= Orthodox Jewish bloc voting =

Political strategy

Orthodox Jewish bloc voting is a political strategy used by Orthodox Jewish communities in the United States, predominantly in New York and New Jersey, to vote as a bloc as directed by local leadership. While Orthodox Jews as a group typically vote for Republican candidates on the national level, community leaders will often endorse local Democratic candidates if they are viewed as likely to win, or if they could effectively represent the Orthodox community's interests in a majority Democratic caucus.

==Notable instances==
In the 2000 United States Senate election in New York, the Hasidic village of New Square gave Democrat Hillary Clinton 1,400 votes, compared to just 12 for her Republican opponent. Clinton's husband President Bill Clinton subsequently pardoned four New Square men convicted of defrauding government aid programs, which prompted allegations of vote trading. Clinton denied that clemency for the men had come up when she visited New Square on the campaign trail, and federal prosecutors determined in 2002 that no wrongdoing had occurred.
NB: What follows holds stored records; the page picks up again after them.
PR #2575, opened 2024-09-25
Offload potentially expensive query planning steps to async tasks.

apmoriarty:
Although the metadata helper is supposed to cache expensive method calls, this does not always work out in a production environment. Many of these expensive calls can be executed in parallel, thus reducing the setup time for a query. 

- Offloaded potentially expensive method calls to async tasks. 
- updated some planner method interfaces
- optionally log timed saved via async execution


warehouse/query-core/src/main/java/datawave/query/index/lookup/ShardRangeStream.java
```diff
@@ -134,4 +137,33 @@ public QueryPlan apply(Entry<Key,Value> entry) {
...
+        String nonIndexedTypes = QueryOptions.buildFieldNormalizerString(nonIndexedQueryFieldsDatatypes);
+        DefaultQueryPlanner.addOption(cfg, QueryOptions.NON_INDEXED_DATATYPES, nonIndexedTypes, false);
+
+        try {
+            String serializedTypeMetadata = metadataHelper.getTypeMetadata(config.getDatatypeFilter()).toString();
+            DefaultQueryPlanner.addOption(cfg, QueryOptions.TYPE_METADATA, serializedTypeMetadata, false);
+        } catch (TableNotFoundException e) {
+            throw new RuntimeException(e);
+        }
+
```
mineralntl, line 155: Could the above and below try statements be simplified into a single try since we end up throwing the same RTE regardless of no table or IO problems?

warehouse/query-core/src/main/java/datawave/query/planner/DefaultQueryPlanner.java
```diff
@@ -3229,8 +3259,254 @@ public static Date getEndDateForIndexLookup(Date endDate) {
...
+            }
+        }
+
+        if (nonEventFields == null) {
+            return Collections.emptySet();
+        }
+
+        return nonEventFields;
+    }
+
```
mineralntl, line 3372: Would it be preferable to condense the preceeding eight methods to call a single getCallable() method? Seems like a bit of redundant try/catch and emptySet returning.

warehouse/query-core/src/main/java/datawave/query/planner/DefaultQueryPlanner.java
```diff
@@ -3229,8 +3259,254 @@ public static Date getEndDateForIndexLookup(Date endDate) {
...
+                stopwatch.stop();
+            }
+        }
+
+        if (termFrequencyFields == null) {
+            return Collections.emptySet();
+        }
+
+        return termFrequencyFields;
+    }
```
mineralntl, line 3404: This one too

mineralntl (dismissed):
LGTM other than possibly condensing a few methods but that's just personal preference

warehouse/query-core/src/main/java/datawave/query/planner/DefaultQueryPlanner.java
apmoriarty: I could certainly write a callable per return type, so a FieldSetCallable could handle several of these use cases. The others unfortunately need to remain because of the different return types.

warehouse/query-core/src/main/java/datawave/query/planner/DefaultQueryPlanner.java
```diff
@@ -3229,8 +3259,254 @@ public static Date getEndDateForIndexLookup(Date endDate) {
...
+    protected CompositeMetadata getCompositeMetadata() {
+        if (compositeMetadata == null && compositeMetadataCallable != null) {
+            TraceStopwatch stopwatch = stageStopWatch.newStartedStopwatch(compositeMetadataCallable.stageName());
+            try {
+                while (compositeMetadata == null) {
+                    compositeMetadata = compositeMetadataFuture.get(concurrentTimeoutMillis, TimeUnit.MILLISECONDS);
+                }
+            } catch (InterruptedException | ExecutionException | TimeoutException e) {
+                log.error("Failed to fetch CompositeMetadata");
+                log.error(e.getStackTrace());
```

In the 2016 United States presidential election in New York, Hillary Clinton and Donald Trump's highest statewide totals both came from Orthodox areas: Clinton won 96% of the vote in a district of New Square, while Trump won 90% of the vote in a district of Monsey. In the 2020 election, Trump won 99% of the vote in the Satmar town of Kiryas Joel.

In the 2023 New Jersey General Assembly election, Democrat Avi Schnall, an Orthodox rabbi, flipped a strongly Republican state legislative seat thanks to near-unanimous support from Orthodox leaders. Schnall won the heavily Orthodox town of Lakewood with 86% of the two-way vote, despite Lakewood simultaneously giving Republican state senator Robert Singer (also endorsed by Orthodox leadership) 92% of the vote.
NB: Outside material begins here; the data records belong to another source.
PR #2578, opened 2024-09-27
Close ScannerSessiosn on timeout, correctly apply timeout fixes #2574

### LINKED ISSUE #2574: Interrupt AnyFieldScanners after timeouts

FineAndDandy:


warehouse/query-core/src/main/java/datawave/query/jexl/lookups/BoundedRangeIndexLookup.java
```diff
@@ -50,7 +51,7 @@ public class BoundedRangeIndexLookup extends AsyncIndexLookup {
     private final LiteralRange<?> literalRange;
 
     protected Future<Boolean> timedScanFuture;
-    protected long lookupStartTimeMillis = Long.MAX_VALUE;
+    protected AtomicLong lookupStartTimeMillis = new AtomicLong(Long.MAX_VALUE);
```
ivakegg, line 54: I am guessing you did this because of thead access?  Could have used the "volatile" keyword as well.

ivakegg, line 54: Was this because of thread access issues?  Could have used the "volatile" qualifier.

warehouse/query-core/src/main/java/datawave/query/jexl/lookups/FieldNameIndexLookup.java
```diff
@@ -117,7 +124,10 @@ public synchronized IndexLookupMap lookup() {
         if (!sessions.isEmpty()) {
             try {
                 // for field name lookups, we wait indefinitely
-                timedScanWait(timedScanFuture, lookupStartedLatch, lookupStoppedLatch, lookupStartTimeMillis, Long.MAX_VALUE);
+                // TODO consider if this really should be Long.MAX_VALUE or some time less. Other index scanners are set to config.getMaxIndexScanTimeMillis().
```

In the 2024 New York 17th district congressional race, Orthodox Jewish voters who supported incumbent Republican Mike Lawler registered en masse to vote in the Working Families Party primary, electing a placeholder candidate over Democrat Mondaire Jones, who was seeking the line. Jones' loss of the Working Families line was seen as helping Lawler's prospects for the general election.
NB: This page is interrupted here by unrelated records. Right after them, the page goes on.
PR #2580, opened 2024-09-27
Apply Scan Hints to SessionOptions

apmoriarty:
Fixed several cases where scan hints were not persisted
- pushdown scheduler
- range stream
- shard index static methods (expansion)

Added default execution hint to shard index static methods

Configured test query logic factory to use ivarator hints


warehouse/query-core/src/test/resources/datawave/query/QueryLogicFactory.xml
```diff
@@ -231,6 +231,27 @@
                 <!-- JEXL is the default Jexl query syntax -->
             </map>
         </property>
+
+        <property name="tableHints">
```
ivakegg: Need to update query starter to enable this configuration.

warehouse/query-core/src/main/java/datawave/query/config/ShardQueryConfiguration.java
```diff
@@ -753,6 +758,7 @@ public void copyFrom(ShardQueryConfiguration other) {
         this.setUseQueryTreeScanHintRules(other.isUseQueryTreeScanHintRules());
         this.setQueryTreeScanHintRules(other.getQueryTreeScanHintRules());
         this.setFieldIndexHoleMinThreshold(other.getFieldIndexHoleMinThreshold());
+        this.setIndexExpansionHintKey(other.getIndexExpansionHintKey());
```
ivakegg: I thought we were going to configure the ScannerFactory, probably just adding to the hintsByTable to have entries matching some of our functions.  So we would add a configuration to that map for "expansion" or "indexExpansion".  Then the getScanner(table, function) would look in that table first by the function, and if empty then lookup by table.  I would rather keep that configuration all together instead of add another config item here.

ivakegg: Ah, it appears that the table hints in the GenericQueryConfiguration does that.  I don't think we need to configure an index expansion hint key, that can be a reserved word.  We should add a comment (probably where the table hints are configured) that lists any reserved keys such as QUERY_EXPANSION.

ivakegg (approved):

drewfarris (approved):

PR #2600, opened 2024-10-09
Regex Rewrite Visitor

apmoriarty:
Added visitor to that rewrites regex terms without affecting the overall executability of the query.

Added visitor that detects if a term or subtree is executable, or an 'anchor'.


avgAGB (dismissed):

warehouse/query-core/src/main/java/datawave/query/planner/DefaultQueryPlanner.java
```diff
@@ -809,6 +822,11 @@ protected ASTJexlScript updateQueryTree(ScannerFactory scannerFactory, MetadataH
             config.setQueryTree(timedEnforceUniqueDisjunctionsWithinExpressions(timers, config.getQueryTree()));
         }
 
+        // rewrite regex nodes, optimistically
+        if (rewriteRegexTerms) {
```
hlgp: Would probably rather see this after the RegexIndexExpansion visitor call.  If we can expand to explicit terms, we should.  Otherwise, rewrite the parts that can't if the values are not selective enough.

warehouse/query-core/src/main/java/datawave/query/planner/DefaultQueryPlanner.java
```diff
@@ -387,6 +393,7 @@ protected DefaultQueryPlanner(DefaultQueryPlanner other) {
         rangeStreamClass = other.rangeStreamClass;
         setSourceLimit(other.sourceLimit);
         setPushdownThreshold(other.getPushdownThreshold());
+        setRegexRewriteOptions(other.getRegexRewriteOptions());
```
ivakegg, line 396: Why not simply create more transform rules (see 2 lines below) instead of creating a whole new injected set of rewrite options?

apmoriarty: These are not simple transform rules. These rules are more tailored and intended to be run before and after index expansion.

To elaborate, the regex rewrite rules applied in a way that preserves query executability whereas the transform rules will always apply, even if means making a query non-executable.

warehouse/query-core/src/main/java/datawave/query/jexl/visitors/pushdown/AnchorDetectionVisitor.java
```diff
@@ -0,0 +1,208 @@
...
+import org.apache.commons.jexl3.parser.JexlNode;
+
+import datawave.query.jexl.JexlASTHelper;
+import datawave.query.jexl.nodes.QueryPropertyMarker;
+import datawave.query.jexl.visitors.ShortCircuitBaseVisitor;
+
+/**
+ * Determines if a subtree is an anchor for a given query
+ * <p>
+ * An anchor is defined as an executable leaf or subtree.
```
ivakegg, line 30: does not the executability visitor already do this?  How is this different?

warehouse/query-core/src/main/java/datawave/query/planner/DefaultQueryPlanner.java
ivakegg: but.... as far as I can tell you are simply transforming nodes within the tree.  I think I need to sit down with you to understand why a separate visitor.  The node transform rules are supplied the node and hence its subtree, so they can do whatever they need to keep the query executable.

PR #2603, opened 2024-10-09
Improvement for IsNotNullPruningVisitor

avgAGB:


warehouse/query-core/src/test/java/datawave/query/jexl/visitors/IsNotNullPruningVisitorTest.java
```diff
@@ -575,6 +577,22 @@ public void testNoOpQueryPropertyMarkers() {
         test(query, query);
     }
 
+    @Test
+    public void testFutureCase_Custom() {
```
apmoriarty: rename to something like 'testPruningNestedUnionOfIsNotNullFunctions' ?

warehouse/query-core/src/test/java/datawave/query/jexl/visitors/IsNotNullPruningVisitorTest.java
```diff
@@ -575,6 +577,22 @@ public void testNoOpQueryPropertyMarkers() {
...
+        String query = "FOO == 'bar' && (!(FOO == null) || !(FOO2 == null) || !(FOO3 == null) || !(FOO4 == null))";
+        String expected = "FOO == 'bar'";
+
+        test(query, expected);
+    }
+
+    @Test
+    public void testFutureCase_CustomTwo() {
+        // logically, these unions are equivalent and the 'is not null' side can be pruned
+        String query = "FOO == 'bar' && (!(FOO2 == null) || !(FOO4 == null))";
```
apmoriarty, line 592: I told you the wrong thing with this case. We can't prune is not null terms for mutually exclusive fields. A document like `{FOO=bar, FOO2=baz, FOO4=fizz}` shouldn't be returned by this query, but if the 'not null' functions are pruned then the document will be returned.

warehouse/query-core/src/test/java/datawave/query/jexl/visitors/IsNotNullPruningVisitorTest.java
```diff
@@ -493,13 +493,13 @@ public void testFutureCase_PartialPruneOfUnionViaUnion() {
...
-        test(query, query);
+        String expected = "(FOO == 'bar' || FOO == 'baz')";
+        test(query, expected);
 
         // should also work for filter:includeRegex
         query = "(!(FOO == null) || !(FOO2 == null)) && (filter:includeRegex(FOO, 'bar.*') || filter:includeRegex(FOO, 'baz.*'))";
-        // expected = "!(FOO2 == null) && (filter:includeRegex(FOO, 'bar.*') || filter:includeRegex(FOO, 'baz.*'))";
-        test(query, query);
+        expected = "(filter:includeRegex(FOO, 'bar.*') || filter:includeRegex(FOO, 'baz.*'))";
+        test(query, expected);
```
apmoriarty, line 502: great work

warehouse/query-core/src/test/java/datawave/query/jexl/visitors/IsNotNullPruningVisitorTest.java
```diff
@@ -537,10 +537,12 @@ public void testNoOpCases() {
...
         // cannot prune half of a union
         query = "(!(FOO == null) || !(FOO2 == null)) && FOO == 'bar'";
-        test(query, query);
+        String expected = "FOO == 'bar'";
+        test(query, expected);
 
         query = "(!(FOO == null) || !(FOO2 == null)) && FOO =~ 'ba.*'";
-        test(query, query);
+        expected = "FOO =~ 'ba.*'";
+        test(query, expected);
```
apmoriarty, line 545: fantastic

warehouse/query-core/src/test/java/datawave/query/jexl/visitors/IsNotNullPruningVisitorTest.java
avgAGB: You're correct, it turns out the comment for this test case was not updated. This particular string will not do any pruning since FOO2 and FOO4 are not the fields in the EQNode clause. This query will end up doing no action when passed through the pruning visitor.

warehouse/query-core/src/test/java/datawave/query/jexl/visitors/IsNotNullPruningVisitorTest.java
avgAGB: Done in current commit

warehouse/query-core/src/test/java/datawave/query/jexl/visitors/IsNotNullPruningVisitorTest.java
avgAGB: Updated the comment here to clarify the function, as we chatted about a little in office.

alerman (approved):

apmoriarty (approved):

PR #2608, opened 2024-10-11
Initial File Provider Service update

awrigh11:
Adding the file provider service to the microservices framework


docker/docker-compose.yml
```diff
@@ -413,6 +413,28 @@ services:
...
+    ports:
+      - "8280:8080"
+      - "8643:8443"
+    volumes:
+      - ${PKI_DIR:-./pki}:/etc/pki:ro
+      - ./logs:/logs
+    networks:
+      - demo
+    depends_on:
+      authorization:
```
awrigh11: This doesn't actually depend on the authorization service. Remove.

docker/README.md
```diff
@@ -328,6 +339,10 @@ Start the default services, the kafka services, and the dictionary service:
 
 ```docker compose --profile quickstart --profile dictionary --profile kafka up -d```
 
+Start the default services, and the file provider service:
+
+```docker compose --profile file-provider up -d```
```
avgAGB, line 344: would the quickstart profile need to be started beforehand in the case? Or since the file-provider might be independent of it maybe we don't need it?

avgAGB: would the quickstart profile need to be started beforehand in the case? Or since the file-provider might be independent of it maybe we don't need it?

awrigh11: Good catch. Added it.

apmoriarty (approved):

jjonesy16 (approved):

In the 2024 New York state elections, Democratic presidential nominee Kamala Harris got zero votes in several precincts of the predominately Hasidic town of Ramapo, while Democratic U.S. Senator Kirsten Gillibrand received hundreds of votes in those same precincts and even won some of them. A lawsuit was filed by the SMART Legislation advocacy group and three individuals alleging irregularities, though a Rockland County Board of Elections review did not find any issues. The discrepancy has been attributed by some sources to Hasidic bloc voting skewing vote totals.

==Effects==
Bloc voting has been noted to increase the political influence of Orthodox Jewish communities. In 2022, the New York Times wrote that city and state officials in New York had "avoided taking action" over Hasidic yeshivas that violated state laws, "bowing to the influence of Hasidic leaders who push their followers to vote as a bloc and have made safeguarding the schools their top political priority". Due to bloc voting, local and statewide candidates in New York treat Hasidic community endorsements as critical, and few elected officials embrace positions that would antagonize them.

Some Orthodox politicians in New York have regularly run unopposed due to strong community support, including on both the Democratic and Republican lines. In 2022, Republican New York gubernatorial nominee Lee Zeldin won the state’s heavily Orthodox 48th Assembly district by 66 points, but the district concurrently elected Democratic assemblyman Simcha Eichenstein, whom Republicans had not even run a candidate against.

==Decline==
The prevalence of Orthodox Jewish bloc voting has been noted by some commentators to be declining in recent years, as Orthodox Jews increasingly vote based on personal conviction or participate in national ideological movements.